American journalist and writer (born 1984)

Vincent Bevins (born June 11, 1984) is an American journalist and writer. From 2011 to 2016, he worked as a foreign correspondent based in Brazil for the Los Angeles Times, after working previously in London for the Financial Times. In 2017, he moved to Jakarta and began covering Southeast Asia for The Washington Post. His work has mostly focused on international politics, the world economy, and global culture. In 2020, Bevins published The Jakarta Method, a book about United States Cold War violence in Indonesia and Latin America. The Jakarta Method received positive reviews as an exposé of U.S. complicity in anti-communist mass killings during the Cold War.

== Early life ==
Bevins was born and raised in California and attended Servite High School and the University of California, Berkeley. While at UC Berkeley, Bevins was a collegiate water polo player, competing in the 2002 NCAA Men's Water Polo Championship with the California Golden Bears team that finished in the final.

== Career ==
Bevins worked in Berlin before covering Hugo Chávez in Venezuela with The Daily Journal. He earned a master's degree in international political economy from the London School of Economics.
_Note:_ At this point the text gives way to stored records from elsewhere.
PR #5579, opened 2020-01-31
Updated managed_disk resource for disk_size_gb updates

jackofallops:
Works to address https://github.com/terraform-providers/terraform-provider-azurerm/issues/2534

This resource should be used with `azurerm_virtual_machine_data_disk_attachment` for correct behaviour in https://github.com/terraform-providers/terraform-provider-azurerm/issues/1668 also.

### DIFF
--- a/azurerm/internal/services/compute/resource_arm_managed_disk.go
+++ b/azurerm/internal/services/compute/resource_arm_managed_disk.go
@@ -15,6 +15,7 @@ import (
 	"github.com/terraform-providers/terraform-provider-azurerm/azurerm/helpers/tf"
 	"github.com/terraform-providers/terraform-provider-azurerm/azurerm/internal/clients"
 	"github.com/terraform-providers/terraform-provider-azurerm/azurerm/internal/features"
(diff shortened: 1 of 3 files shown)


azurerm/internal/services/compute/resource_arm_managed_disk.go
```diff
@@ -281,28 +282,212 @@ func resourceArmManagedDiskCreateUpdate(d *schema.ResourceData, meta interface{}
...
+	// if we are attached to a VM we bring down the VM as necessary for the operations which are not allowed while it's online
+	if disk.ManagedBy != nil {
+		virtualMachine, err := ParseVirtualMachineID(*disk.ManagedBy)
+		if err != nil {
+			return fmt.Errorf("Error parsing VMID %q for disk attachment: %+v", *disk.ManagedBy, err)
+		}
+		// check instanceView State
+		vmClient := meta.(*clients.Client).Compute.VMClient
+
+		instanceView, err := vmClient.InstanceView(ctx, virtualMachine.ResourceGroup, virtualMachine.Name)
```
tombuildsstuff: we need to lock on the Virtual Machine resource group/name here before doing these manipulations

From 2012 to 2016, Bevins ran the "From Brazil" section of Brazilian newspaper Folha de S.Paulo, which published news and analysis from Bevins and other correspondents in Brazil. He and this group of journalists were at the center of reporting on the 2013 protests in Brazil.

In 2012, Bevins published an investigation on modern-day slavery in the Amazon rainforest. Pig iron companies in the state of Maranhão later that year agreed not to source charcoal produced using slave labor, deforestation, or invasions into indigenous lands. In 2016, Brazilian president Dilma Rousseff declared in an interview with Bevins that she did not believe that the United States Central Intelligence Agency was behind her impeachment.

Bevins sometimes writes for and appears in Brazilian media. He speaks fluent Portuguese and has also worked in Spanish and German.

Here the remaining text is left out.